Digital wealth manager Quantifeed enters the Japanese market to tap into the sizeable but underserved affluent market.

Quantifeed enters the Japanese market by invitation of the Tokyo Metropolitan Government as part of its strategy to transform the capital into a global financial center. It is among 50 other foreign asset managers and fintech firms select to join the scheme over a four-year period through 2020.

The firm will look to deliver its «wealthcare» solutions to support the digital wealth management needs of financial institutions in Japan’s «traditionally underserved and underinvested but highly promising mass-affluent market segment». 

«Japan is a very important market, where we see strong impetus among financial institutions to enhance their digital wealth management offerings amid the push to broaden and improve the country’s investment universe and capabilities,» said Quantifeed co-founder and chief executive, Alex Ypsilanti.

Deposit-Heavy Market

Japan has traditionally struggled to incentivize investors beyond low-yielding options such as bank deposits.
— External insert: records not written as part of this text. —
PR #106, opened 2022-12-12
Improvement: Replace std::tuple with mz::type_list in hierarchy calculations to decrease compiltime

liss-h:
Compiletime: ~1:50 -> 1:05 
Not as good as it was before we needed to fix the packaging stuff but still much better.


bigerl (approved):
Looks good. Cutting the compile time almost have is quite good. 

We could think about to make a PR for your additions to the TypeList. Especially a compile time type map seems like something others might also need. Also, a conan package would be handy. If we happen to need it in more projects we should think about how we could best contribute what we need.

Tokyo’s new strategy includes efforts to improve financial literacy and awareness in order to drive flows into Japanese financial markets.

«Given Japanese retail investors’ focus on bank deposits, insurance and pension products, and their relatively low allocation to riskier assets such as equities, we see tremendous opportunity for Quantifeed to facilitate a shift to a broader and more diversified range of investment products,» Ypsilanti continued. 

The 'Global Financial City: Tokyo’ Vision was first launched in 2017 and seeks to develop the city into a leading financial center by attracting foreign financial firms; developing Tokyo’s asset management and fintech industry, and nurturing talent.